PR #3105, opened 2026-09-04
fix: Tag the ICE restart answer on React Native, where lastElementChild does not exist

JonathanLennox:
## Problem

**Task details:**
Start at the line with "fix: Tag the". Give that line and every line after it again, word for word, through the last line above.

**Answer to this problem:**
fix: Tag the ICE restart answer on React Native, where lastElementChild does not exist

JonathanLennox:
## Problem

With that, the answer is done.